### TASK ITEM
Below are some entries. Count the lines where "toModel" appears and state only that number.

Saved entries:
Segment Open

PR #478, opened 2021-07-09
Fix useless exact match & unshowable subject details

### LINKED ISSUE #86: Close but no cigar & disable partial answer match

### LINKED ISSUE #172: Emulating Wanikani behavior on wrong answer

### LINKED ISSUE #463: Meaning/Reading are randomly not shown
2054A130-1C8C-4EB1-BC77-A2CB9090E212

Since the last update, occasionally, the reading explanation or the meaning explanation is not being shown. (As it can be seen in the image, only the reading explanation is being displayed)

SafePointerT:
Due to bugs, the exact match setting does nothing, the script to change bundle identifers incorrectly matches the doctypes in the complication property lists, and if you review and get the reading wrong but haven't answered the meaning, or vice versa, there's no way to show the meaning and its explanation.

By fixing these bugs, this PR will resolve #86, resolve #172, and resolve #463.

### DIFF
--- a/ios/SubjectDetailsView.swift
+++ b/ios/SubjectDetailsView.swift
@@ -135,6 +135,11 @@ class SubjectDetailsView: UITableView, SubjectChipDelegate {
   private var tableModel: TKMTableModel?
   private var lastSubjectChipTapped: SubjectChip?
 
+  private var subject: TKMSubject!
+  private var studyMaterials: TKMStudyMaterials?
+  private var assignment: TKMAssignment?
+  private var task: ReviewItem?
+
   public func setup(services: TKMServices, delegate: SubjectDelegate) {
     self.services = services
     subjectDelegate = delegate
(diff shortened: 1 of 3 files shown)


ios/SubjectDetailsView.swift
```diff
@@ -326,22 +361,30 @@ class SubjectDetailsView: UITableView, SubjectChipDelegate {
...
       addComponents(subject, title: "Kanji", toModel: model)
 
-      if !isReview || meaningAttempted {
+      if meaningShown {
         model.addSection("Meaning Explanation")
         addFormattedText(subject.vocabulary.meaningExplanation,
                          isHint: false, toModel: model)
       }
-      if !isReview || readingAttempted {
+      if meaningShown, readingShown {
```
davidsansome, line 381: How come the reading explanation is only shown if both meaningShown and readingShown are true?

If it's intentional can you add a comment to explain why?

davidsansome (approved):
Looks great - thanks for fixing these!

In future please try to separate each fix into its own pull request. It can get quite confusing to review otherwise!

ios/SubjectDetailsView.swift
SafePointerT: @davidsansome Yes. The reading explanation usually also spoils the meaning. For example, https://www.wanikani.com/kanji/%E4%B8%80

davidsansome: Ah ok makes sense! Could you put that in a `// Comment` above this line to make it clear to the next person to read the code?

SafePointerT: @davidsansome Absolutely, just added that!

UInt2048:
> In future please try to separate each fix into its own pull request

I'd like to apologize for this. I realize that I haven't exactly been doing this, and I'd like to fix that. I'm going to mark my unwieldy PRs as draft so that I can split them up. Could you please give me another chance, or tell me if I've assumed incorrectly?

davidsansome:
Yeah that PR is pretty much impossible to review right now :D If you can split each individual change/feature into separate PRs I'll definitely take another look!

UInt2048:
@davidsansome Could you please take a look at #470? It only affects a single line of code.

Segment Closed

### EXERCISE SOLUTION
2